拂塵收迴袖中,她看著天下的目光不再是審視,而是帶著某種老人看著一顆即將炸開的丹爐時纔有的神情。
“你控製不了它。”她說。
天下沒有接話。
“金色傳承是鑰匙,黑脈是鎖。三百年前那個人也以為自己能控製,最後半個修行界給他陪葬。”她的聲音沒有起伏,像是在陳述一件已經發生過的事實。“太虛宮的推演從不出錯——你身上這兩道傳承同時蘇醒的那一天,要麽你吞掉它們,要麽它們吞掉你。沒有第三種可能。”
“什麽時候?”老人開口。
中年女子看了他一眼。“快的話,三個月。
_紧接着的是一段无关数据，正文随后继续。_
PR #3838, opened 2019-08-28
Update fires to use most recent data

01painadam:
## Overview

Uses the data to find the latest week and year value.

Screen Shot 2019-08-28 at 16 05 32

## Testing

Please test with prod table and dataset. Should get to w/o 19th Aug.

## NOTES

**WORKS ASSUMING WE HAVE WEEKS WITH ZERO DATA**

### DIFF
--- a/app/javascript/components/widgets/widgets/forest-change/fires-alerts/selectors.js
+++ b/app/javascript/components/widgets/widgets/forest-change/fires-alerts/selectors.js
@@ -1,5 +1,6 @@
 import { createSelector, createStructuredSelector } from 'reselect';
 import isEmpty from 'lodash/isEmpty';
+import maxBy from 'lodash/maxBy';
 import { format } from 'd3-format';
 import groupBy from 'lodash/groupBy';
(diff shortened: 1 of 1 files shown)


app/javascript/components/widgets/widgets/forest-change/fires-alerts/selectors.js
```diff
@@ -24,12 +25,22 @@ export const getData = createSelector(
...
     const years = [];
-    const latestFullWeek = moment().subtract(2, 'w');
     const lastWeek = {
-      isoWeek: latestFullWeek.isoWeek(),
-      year: latestFullWeek.year()
+      isoWeek:
+        dataMaxWeek ||
+        moment()
+          .subtract(2, 'w')
+          .week(),
```
edbrett: don't we want isoWeek here like above removed code?

01painadam: No, should be isoWeek. Fixed.

PR #3850, opened 2019-10-01
Updated contact us form

blayhem:
## Overview

image

Changed the contact us form with the changes WRI requested, plus some fixes and new functionality for the `select` Field in form-fields: it admits now a placeholder that adds an extra option, and adds a validator to use when the select needs a valid value.

It's WIP because it's probably missing work on the mail micro service.


edbrett:
In general most of the items from the basecamp list aren't complete. The topic still has a field selected by default, there is no option for 'not applicable' for the tools fields, a full stop in the title. Please check more carefully before requesting review.

PR #3865, opened 2019-12-12
Feature/aoi webhook links

blayhem:
## Overview

"Preview of payload" and "Test webhook" buttons now work as intended.

TODO: maybe? Improve readability on the webhook test errors, validation, etc.

image


app/javascript/components/modals/save-aoi/components/save-aoi-form/index.js
```diff
@@ -1,3 +1,6 @@
+import { connect } from 'react-redux';
+import * as modalSourcesActions from 'components/modals/sources/actions';
 import Component from './component';
 
-export default Component;
+// export default Component;
```
edbrett: tidy up

PR #3870, opened 2019-12-18
Fixed lower caps for Key Biodiversity Areas indicator

blayhem:
## Overview

Related [thread](https://basecamp.com/3063126/projects/10727890/todos/404782334).

This PR fixes the capitalization of Key Biodiversity Areas in the dashboard widgets. However, because it's the only indicator that is kept with the original capitalization (see thread), I had to add a lot of "special cases" in the widget configs, and there's probably a better way of doing this.

### DIFF
--- a/app/javascript/components/widgets/components/widget/components/widget-footer/selectors.js
+++ b/app/javascript/components/widgets/components/widget/components/widget-footer/selectors.js
@@ -61,7 +61,10 @@ export const getStatements = createSelector(
         ? translateText(
           '*{indicator} are available in {datasetsCount} countries only',
           {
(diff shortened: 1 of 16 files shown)


blayhem:
> Ok, I understand your point. Its tricky to place this, but I don't think we can have all these exceptions happening on each widget. Can you try to change this to be at the widget selector level? I think you could do it here and remove the .toLowerCase() at the individual widget level? https://github.com/Vizzuality/gfw/blob/develop/app/javascript/components/widgets/components/widget/selectors.js#L181

Thank you for the suggestion, this is a much cleaner approach. Done 👍

PR #3886, opened 2020-01-23
Feature/climate modal

blayhem:
## Overview

GFW modal to inform GFW climate users. Try it [here](https://gfw-staging-app-pr-3886.herokuapp.com/?gfwclimate=true).

image

### DIFF
--- a/app/javascript/components/modals/climate/styles.scss
+++ b/app/javascript/components/modals/climate/styles.scss
@@ -10,21 +10,20 @@ $mobile-margin: rem(10px);
     margin-top: auto !important;
   }
 
-  .contact-us-content {
-    .feedback-message {
-      display: flex;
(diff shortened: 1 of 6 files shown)


edbrett:
How do I view it?

blayhem:
> How do I view it?

I updated the description, but [here](https://gfw-staging-app-pr-3886.herokuapp.com/?gfwclimate=true)

app/javascript/components/modals/climate/styles.scss
```diff
@@ -0,0 +1,30 @@
+@import '~styles/settings.scss';
+$mobile-padding: rem(20px);
+$desktop-padding: rem(40px);
```
edbrett: Do we need these declared here if they are never used?

PR #3895, opened 2020-02-03
[Feature - AOIs] AOIs profile form

blayhem:
## Overview

WIP Profile modal to update profile data from myGFW. Introduces new fields such as firstName, lastName, topics interested in, aoiLocation, etc.

image


app/javascript/components/forms/components/field-wrapper/styles.scss
```diff
@@ -2,18 +2,10 @@
 
 .c-form-field {
   font-size: rem(14px);
-  margin-bottom: rem(25px);
+  margin: rem(12px) 0;
```
edbrett: Why this change?

app/javascript/components/forms/components/field-wrapper/styles.scss
```diff
@@ -57,6 +49,14 @@
     transition: all 0.1s ease-in-out;
   }
 
+  details {
```
edbrett: Error with the linter?

app/javascript/components/forms/profile/component.jsx
```diff
@@ -78,47 +81,74 @@ class ProfileForm extends PureComponent {
...
+                        placeholder="Select a sector"
                       />
+                      {values.sector &&
+                        sectors[values.sector] && (
+                        <Radio
+                          name="subsector"
+                          label="Role"
+                          options={sectors[values.sector].map(s => ({
+                            label: s,
+                            value: s.replace(/( )+|(\/)+/g, '_')
```
edbrett: Not sure this is totally necessary for this native select.

edbrett: In fact maybe we should refactor it to only accept arrays or string and scrap the objects all together.

app/javascript/components/forms/components/radio/component.jsx
```diff
@@ -54,6 +64,17 @@ class Radio extends PureComponent {
                       <label className="radio-label" htmlFor={id}>
                         <span />
                         {option.label}
+                        {otherRegex.test(option.label) &&
+                          selectedOption &&
+                          otherRegex.test(selectedOption) && (
+                          <Field
```
edbrett: Im not a big fan of including this inside this component. It feels like a very specific thing to the profile form. Surely just a conditional field element below in the form is simple enough? Also the styles of the input you have included are not consistent with any other input field. It should be below and the same height etc.

Screenshot 2020-02-04 at 16 15 23

app/javascript/components/forms/components/field-wrapper/styles.scss
blayhem: To add margin top to the form fields, so that they have separation on both sides (for example, to the h4 titles).

app/javascript/components/forms/components/field-wrapper/styles.scss
blayhem: yes  🤷‍♂   same functionality

app/javascript/components/forms/profile/component.jsx
blayhem: yeah I agree we should do this in the component, as it's repeated a couple of times, but I wasn't sure if we were gonna keep that after the redesign

edbrett: Lets update it then. Redesign?

app/javascript/components/forms/components/radio/component.jsx
blayhem: it's half the height on purpose, otherwise it moves the "other" option too far from the others. It was a decision not very consistent with the UI kit, but in order to respect the parent component first. 

It could be a conditional field, yes, passed as a prop. I did this for any fields having "other" and "write" keywords, as it sounds like a common case for radio buttons, but it could be an extra field in the option object, agree (less specific that way).

edbrett: In this case we need to ask the designers.

app/javascript/components/forms/components/field-wrapper/styles.scss
edbrett: Ok. For me the h4 titles are something custom to your individual form so should manage their layout and styles personally. Our form fields should be put components that always do the same things and make forms consistent. Also we don't have a design for the form with the new fields so the h4 titles do not make sense just yet. Please discuss with a designer.

app/javascript/components/forms/profile/component.jsx
```diff
@@ -61,15 +63,16 @@ class ProfileForm extends PureComponent {
...
+                    <div className="column small-12 medium-12">
                       <h1>Your profile information</h1>
                       <h3>
                         Help us help you! Tell us who you are and how you use
                         Global Forest Watch so we can better meet your needs.
                       </h3>
                     </div>
-                    <div className="column small-12 medium-6">
-                      <Input name="fullName" label="name" required />
+                    <div className="column small-12 medium-12">
```
edbrett: Why medium-12 if we already have the small-12? They both do the same thing?

app/javascript/components/forms/profile/component.jsx
```diff
@@ -61,15 +63,16 @@ class ProfileForm extends PureComponent {
                   </div>
                 ) : (
                   <Fragment>
-                    <div className="column small-12">
+                    <div className="column small-12 medium-12">
```
edbrett: Same here

app/javascript/components/forms/profile/styles.scss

慢的話……”她停頓了一下,“也就半年。”
說完,她轉身走向平台邊緣,腳步頓了頓。
“太虛宮的門隨時為他敞開。不是威脅,是善意。”
身影消失在山道的暗處。
山風恢複了。鬆針落下來,落在天下的肩頭。
平台上隻剩兩個人。
老人坐迴了石墩上,拎起酒壺晃了晃,空的。他把酒壺放下,看著天下。
“你什麽時候發現左手上有這東西的?”
“三天前。”天下說。“鳴淵鍾響的那天晚上。”
“右手的金色紋路呢?”
“記事起就有。一直沒亮過,直到三天前。”
老人沉默了一會兒。
“你怕嗎?”
天下想了想。“怕。”
老人點了點頭,像是對這個迴答很滿意。
“怕就對了。不怕的人活不過三個月。”他站起來,拍了拍天下的肩膀,力道不輕不重。“天策府不會把你交出去,但天策府也護不了你一輩子。她說的那個期限,八成不會差太多。”
“所以呢?”
“所以你自己選。”老人看著他,“留在天策府,我能給你三個月的安穩。出去,你可能連三天都撐不過。但留在這裏,三個月之後的事,我也沒辦法。”
天下低頭看著自己的雙手。
右掌金紋安靜,左手黑脈沉寂。一明一暗,像兩個沉睡的東西在他身體裏分據兩端。
他還沒來得及迴答。
左手手背上,那條黑色紋路動了。
不是亮起來,是真的動了——像一條蛇,緩慢地、從手腕向著小臂的方向蔓延了一寸。
天下感覺到了。不是疼,是冷。從骨頭裏往外滲的冷。
他攥緊了拳頭。
紋路停住了。
老人的瞳孔縮了一下,隨即恢複正常。
“看來,”他說,聲音裏終於有了一絲天策府老府主該有的沉重,“你沒有三個月了。”
山風卷過平台。
遠處的鳴淵鍾在夜色中沉默著,銅鏽覆蓋的鍾身上映著月光,像一隻閉上的眼睛。
三百年前它響過一次,為了一場浩劫。
三天前它又響了一次。
沒有人知道,這一次它在替誰報喪。